All the data should be transcribed exactly, with every line kept.

Data extracted from a collection:

BEGIN

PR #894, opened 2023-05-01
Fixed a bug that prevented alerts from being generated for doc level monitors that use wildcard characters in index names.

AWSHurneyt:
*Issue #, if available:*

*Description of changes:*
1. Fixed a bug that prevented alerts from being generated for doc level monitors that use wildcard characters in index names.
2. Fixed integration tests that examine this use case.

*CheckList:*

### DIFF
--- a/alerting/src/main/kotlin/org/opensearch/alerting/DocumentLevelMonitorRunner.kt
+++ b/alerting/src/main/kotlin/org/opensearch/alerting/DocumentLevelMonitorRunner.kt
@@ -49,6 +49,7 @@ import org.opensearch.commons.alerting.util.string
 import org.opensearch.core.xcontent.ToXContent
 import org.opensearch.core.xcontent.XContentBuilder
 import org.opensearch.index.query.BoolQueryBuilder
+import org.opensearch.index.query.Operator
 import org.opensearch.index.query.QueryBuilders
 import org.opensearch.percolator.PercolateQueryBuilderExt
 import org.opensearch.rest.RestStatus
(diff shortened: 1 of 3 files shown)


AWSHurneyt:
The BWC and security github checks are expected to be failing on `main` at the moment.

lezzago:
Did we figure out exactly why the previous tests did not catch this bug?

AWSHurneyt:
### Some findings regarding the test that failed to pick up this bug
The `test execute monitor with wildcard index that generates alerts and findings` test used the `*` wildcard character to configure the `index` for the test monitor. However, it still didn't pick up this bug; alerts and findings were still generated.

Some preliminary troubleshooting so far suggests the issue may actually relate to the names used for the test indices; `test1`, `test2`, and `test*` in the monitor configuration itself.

END

▶ FINISHED TASK:
PR #894, opened 2023-05-01
Fixed a bug that prevented alerts from being generated for doc level monitors that use wildcard characters in index names.

AWSHurneyt:
*Issue #, if available:*

*Description of changes:*
1. Fixed a bug that prevented alerts from being generated for doc level monitors that use wildcard characters in index names.
2. Fixed integration tests that examine this use case.

*CheckList:*

### DIFF
--- a/alerting/src/main/kotlin/org/opensearch/alerting/DocumentLevelMonitorRunner.kt
+++ b/alerting/src/main/kotlin/org/opensearch/alerting/DocumentLevelMonitorRunner.kt
@@ -49,6 +49,7 @@ import org.opensearch.commons.alerting.util.string
 import org.opensearch.core.xcontent.ToXContent
 import org.opensearch.core.xcontent.XContentBuilder
 import org.opensearch.index.query.BoolQueryBuilder
+import org.opensearch.index.query.Operator
 import org.opensearch.index.query.QueryBuilders
 import org.opensearch.percolator.PercolateQueryBuilderExt
 import org.opensearch.rest.RestStatus
(diff shortened: 1 of 3 files shown)


AWSHurneyt:
The BWC and security github checks are expected to be failing on `main` at the moment.

lezzago:
Did we figure out exactly why the previous tests did not catch this bug?

AWSHurneyt:
### Some findings regarding the test that failed to pick up this bug
The `test execute monitor with wildcard index that generates alerts and findings` test used the `*` wildcard character to configure the `index` for the test monitor. However, it still didn't pick up this bug; alerts and findings were still generated.

Some preliminary troubleshooting so far suggests the issue may actually relate to the names used for the test indices; `test1`, `test2`, and `test*` in the monitor configuration itself.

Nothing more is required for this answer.